6. Verfahren nach Anspruch 1 bis 5, dadurch gekennzeichnet, dass die NO-produzierende Zelle ausgewählt ist aus der Gruppe bestehend aus endothelialen Zellen, Gliazellen, Macrophagen, Neutrophilen oder daraus abgeleiteten immortalisierten Zellen.

7. Verfahren nach Ansprüchen 1 bis 6, dadurch gekennzeichnet, dass die Detektorzelle

a. ein Reportergen enthält, welches funktional an einen cAMP-induzierbaren

Promoter gekoppelt ist, und

b. eine modifizierte lösliche Guanylylzyklase enthält, welche die Reaktion von ATP in cAMP katalysieren kann.

8. Verfahren nach Anspruch 7, dadurch gekennzeichnet, dass die lösliche Guanylylzyklase aus Ratte verwendet wird und worin die Aminosäure Arginin 592 der alpha-Untereinheit durch Glutamin, die Aminosäuren Glutamat 473 der beta-Untereinheit durch Lysin und Cystein 541 der beta-Untereinheit durch Aspartat ausgetauscht wurde.

9. Verfahren nach Ansprüchen 7-8, dadurch gekennzeichnet, dass die Detektorzelle ein

Reportergen enthält, welches funktional an einen durch CRE oder MRE/CRE-Elemente gesteuerten Promoter gekoppelt ist.

10. Verfahren nach Ansprüchen 1 bis 9, dadurch gekennzeichnet, dass das Reportergen ausgewählt ist aus der Gruppe bestehend aus Genen und deren Genprodukte, die lumineszente oder fluoreszente Reaktionen katalysieren können.
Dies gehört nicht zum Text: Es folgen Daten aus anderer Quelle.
Issue #11147, opened 2026-08-08
Show a content summary on collapsed sections in the design sidebar


yuricoppe:
### Description

Collapsed sections in the design sidebar show only their title, so there is no way to tell whether a section holds content — or how much — without expanding each one in turn. This adds a compact inline summary next to the title of every collapsed section, so the state of the whole sidebar can be read at a glance.

The summary takes one of two forms depending on what the section holds:

- Color sections (Fill, Stroke, Selected colors) show up to three mini color bullets, followed by a `+N` counter when there are more colors than fit.
- Count sections (Shadow, Blur, Export, Guides) show a badge with the number of items.
- When the selection spans shapes with differing values, the summary reads `Mixed` instead.

Sections with no content show no summary, so an empty sidebar looks exactly as it does today. The summary only renders while the section is collapsed; expanding it restores the current layout unchanged.

### Use case

Designers working on a shape with several fills, strokes, shadows and exports have to expand sections one by one to find where the content is, or to confirm that a section they collapsed still holds what they left there. The summary makes that state visible without any interaction, which matters most on shapes with many properties, where the sidebar is usually kept collapsed to stay navigable.

It also helps when moving between shapes: the collapsed sidebar immediately shows which properties the newly selected shape carries, instead of requiring the same expand-and-check pass on every selection.

### Affected versions

2.17.0

yuricoppe:
1. Light theme, collapsed sections
<img width="312" height="768" alt="Image" src="https://github.com/user-attachments/assets/00fa5308-4f97-43c5-b84b-1a650e7e9507" />
<img width="314" height="247" alt="Image" src="https://github.com/user-attachments/assets/1c9b85d6-1164-4007-9313-fc29884ac607" /> 

2. Dark theme, same sections
<img width="312" height="417" alt="Image" src="https://github.com/user-attachments/assets/d755f99f-4ee0-4d96-b07d-b5c095743a84" />
<img width="320" height="92" alt="Image" src="https://github.com/user-attachments/assets/4de4f477-f170-4639-9231-5e07520c3cc5" />

3. Selected colors
<img width="318" height="46" alt="Image" src="https://github.com/user-attachments/assets/ecd77e8a-7985-468b-8922-abbb4c032eff" />
<img width="312" height="53" alt="Image" src="https://github.com/user-attachments/assets/39199385-cf14-42d6-953f-e044f3196bcd" />

4. Guides
[...]

PR #11321, opened 2026-08-21
:sparkles: Show a count summary on collapsed sidebar sections

yuricoppe:

## What

Collapsed sections in the design sidebar now show a compact summary of what they hold, so the panel can be scanned without expanding section by section.

This first PR adds the mechanism and wires the four count-based sections — Blur, Shadow, Export and Guides — which show an item count, or `Mixed` when the selection has differing values. The color sections (Fill, Stroke, Selected colors) follow in a second PR, since they carry more design surface.

## Why

A collapsed section is a bare title: there is no way to tell an empty Fill from one with four fills, or a board without guides from one with three, other than expanding it and collapsing it again. On a busy selection that is a lot of clicking to answer a question the sidebar could just show.

## How

- **Mechanism.** An optional `summary` prop on the shared `title-bar*`, rendered next to the title only while the section is collapsed. Sections opt in by passing a summary, so every section that passes nothing renders exactly as it does today.
- **Polymorphic by design.** A number renders as a counter badge, a string as a text label, anything else is rendered as-is. Keeping that decision in one place lets the color sections pass a bullet-list element through the same slot with no extra plumbing, and keeps the call sites trivial.
- **Accessibility.** The summary is `aria-hidden` with a `title` tooltip. What it summarizes is reachable by expanding the section, and appending it to the toggle button would turn the accessible name of the Fill control into "Fill +1" — noise for a screen reader.
- **No new derivation.** Each section reuses state it already computes: Blur its `mixed-state` binding, Shadow and Export their existing `:multiple` sentinel, Guides its `has-frame-grids?`, which already folds the `:multiple` case in.
- **`Mixed` label.** Reuses `settings.multiple`, the key the rest of the sidebar already uses, rather than adding a new one (see #11148).

Relates to #11147 — closed by the follow-up PR that wires the color sections.

Thanks @filipsajdak for the prototype work and the review of the approach on the issue; several details here (notably the `:multiple` sentinel notes and the `color-bullet*` `mini` reuse landing in the follow-up) come from that discussion.

## Screenshots

Guides, collapsed, with two grids:

Guides section collapsed showing a count badge of 2

Blur on a multi-selection with differing values:

Blur section collapsed showing the Mixed label

The whole sidebar collapsed — Shadow, Blur and Export carry the badges added here; the Fill and Stroke bullets in the same shot come from the follow-up PR:

Design sidebar with all sections collapsed showing count badges and color bullets

Empty sections are untouched — no badge, and the section stays non-collapsable:

Design sidebar with every section empty and no summaries

### DIFF
--- a/frontend/src/app/main/ui/components/title_bar.cljs
+++ b/frontend/src/app/main/ui/components/title_bar.cljs
@@ -12,7 +12,7 @@
    [rumext.v2 :as mf]))
 
 (mf/defc title-bar*
-  [{:keys [class collapsable collapsed title children
+  [{:keys [class collapsable collapsed title children summary
            btn-icon btn-title add-icon-gap
            title-class on-collapsed on-btn-click] :rest props}]
   (let [props (mf/spread-props props {:class (stl/css :icon-text-btn)
@@ -26,7 +26,25 @@
            [:> icon* {:icon-id icon-id
                       :size "s"
                       :class (stl/css :icon)}]
-           [:div {:class (stl/css :title)} title]])]
+           [:div {:class (stl/css :title)} title]
+           ;; Compact inline representation of the section content; only
+           ;; rendered while collapsed, where the content is not visible.
+           ;; It is a purely visual hint (the content itself is reachable
+           ;; by expanding the section), so it is hidden from assistive
+           ;; technologies to keep the button label clean.
+           (when (and ^boolean collapsed (some? summary))
+             [:div {:class (stl/css :title-summary)
+                    :aria-hidden true
+                    :title (when (string? summary) summary)}
+              (cond
+                (number? summary)
+                [:span {:class (stl/css :title-summary-counter)} summary]
+
+                (string? summary)
+                [:span {:class (stl/css :title-summary-text)} summary]
+
+                :else
+                summary)])])]
 
        [:div {:class [(stl/css-case :title-only true
                                     :title-only-icon-gap add-icon-gap)
--- a/frontend/src/app/main/ui/components/title_bar.scss
+++ b/frontend/src/app/main/ui/components/title_bar.scss
@@ -55,6 +55,44 @@
   color: var(--title-foreground-color-hover);
 }
 
+.title-summary {
+  display: flex;
+  align-items: center;
+  flex: 0 1 auto;
+  gap: deprecated.$s-4;
+  min-width: 0;
+  max-width: deprecated.$s-120;
+  margin-inline-start: deprecated.$s-8;
+  overflow: hidden;
+  color: var(--color-foreground-secondary);
+}
+
+.title-summary-text {
+  @include t.use-typography("body-small");
+
+  min-width: 0;
+  overflow: hidden;
+  white-space: nowrap;
+  text-overflow: ellipsis;
+}
+
+.title-summary-counter {
+  @include t.use-typography("body-small");
+
+  display: flex;
+  align-items: center;
+  justify-content: center;
+  min-width: deprecated.$s-16;
+  height: deprecated.$s-16;
+  padding: 0 deprecated.$s-6;
+
+  // Half of the height, so the badge stays fully rounded (pill shaped)
+  // also when the count has more than one digit.
+  border-radius: deprecated.$s-8;
+  background-color: var(--color-background-quaternary);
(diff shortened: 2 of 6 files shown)


madalenapmelo-kp:

filipsajdak (commented):
Reviewed by checking this branch out and running it, since I had built the same thing and can compare directly. It behaves as described and I have no blocking comments.

**Verified locally** (devenv, `develop` + this branch):

| case | result |
|---|---|
| Blur with one blur | counter badge `1` |
| Shadow with two | counter badge `2` |
| Mixed multi-selection | `Mieszane` (localized) via the text span, `title` set |
| Section emptied | no summary at all — importantly, **no `0` badge** |

`clj-kondo` 0 errors / 0 warnings, `cljfmt` clean, shadow-cljs `:main` 47 files 0 warnings.

## Things I think you got right, having done it the other way

- **Computing `summary` per section as a guarded binding** (`(when (seq blur-values) …)`, `(when has-exports? …)`) rather than deriving it inside the slot. I passed `(count …)` inline and leaned on `collapsable` being falsy to hide the empty case — which works, but only by accident of a second condition. Yours makes "empty renders nothing" explicit and local, and it is why the `0` badge case above is clean.
- **`:title` only when the summary is a string.** A badge reading `3` does not need a tooltip that also says `3`, whereas a truncated label does. I had set it for both.
- **`max-width` + ellipsis on `.title-summary`.** I missed this entirely. `settings.multiple` is short in English and Polish but not everywhere, and the summary competes with the section title for a resizable sidebar — `flex: 0 1 auto` with `min-width: 0` is the right shape.
- **`color-bullet-list*` living in `color_bullet.cljs`** (over in #11322) rather than a new namespace. I had put mine in a separate sidebar namespace; yours keeps the bullet and its list together, which is one less place for styling to drift.

## On the `role="button"` question

Agreed it is not a blocker here, and I would not hold the PR for it: the bullets are `div`s with no `tabindex`, so they are not focusable, and the whole subtree is `aria-hidden` — nothing reaches the accessibility tree. Worth noting for anyone auditing later that axe's `nested-interactive` rule only fires on *focusable* nested interactive elements, so this should not trip it either.

One correction though: the follow-up is cheaper than you estimated — it needs **no call-site changes at all**. `color-bullet*` already derives the state it needs:

```clojure
(let [read-only? (nil? on-click) ...]
  ...
  :role "button"
  :data-readonly (str read-only?)
```

so `:role (when-not read-only? "button")` is a one-line change inside the component. Every call site that passes `on-click` keeps the role; the ones that do not are already flagged `data-readonly="true"`.

The reason to still do it separately is not the call sites but the blast radius: it would drop the role from existing read-only bullets elsewhere (inspect, libraries). That is arguably a correctness fix — they are not buttons — but it is a behaviour change beyond this PR's scope, so a follow-up is the right call.

## One thing I did not check

I verified at the default sidebar width only. Since the sidebar is resizable and the summary shares a row with the title, it may be worth a glance at the narrowest width to confirm the title truncates before the summary does. The `flex`/`min-width` values look correct for that; I just did not exercise it.

## Note

I had a complete implementation of the same feature and have not opened a PR for it — no competing PR from me, and I have folded the two ideas of yours I preferred into my local branch only. Reviewing #11322 next.

yuricoppe:
Following up on the sidebar-width question from review: I checked, and the Design panel where these sections live is not actually resizable in normal use — `right-sidebar-default-width` is passed as both the initial *and* minimum value to `use-resize-hook`, and resizing is only enabled at all on the Inspect → Code sub-tab. So the panel is always exactly 318px here; there's no narrower width to test against.

While digging into that I found a related gap: the Inspect → Styles tab renders the same kind of collapsible sections (Fill, Stroke, Shadow, Blur, ...), but through a separate, older header component (`style-box*` in `inspect/styles/style_box.cljs`) that never got a summary slot — collapsing a section there shows nothing today, unlike the Design panel after this change. Filed as a follow-up: #11323.

yuricoppe:
Follow-up for the Inspect tab's Styles panel (separate, older collapsible header component) tracked in #11323.

niwinz:
Do we have issue for this PR?

filipsajdak:
> Do we have issue for this PR?

@niwinz this is part of https://github.com/penpot/penpot/issues/11147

11. Verfahren nach Anspruch 10, wobei das Reportergen ausgewählt ist aus der Gruppe bestehend aus Firefly Luciferase aus Photinus pyralis, beta-Galactosidase, Green

Fluorescent Protein (GFP), beta-Lactamase, Aequorin aus Aequorea victoria, CAT (Chloramphenicoltransferase) oder Renilla Luciferase.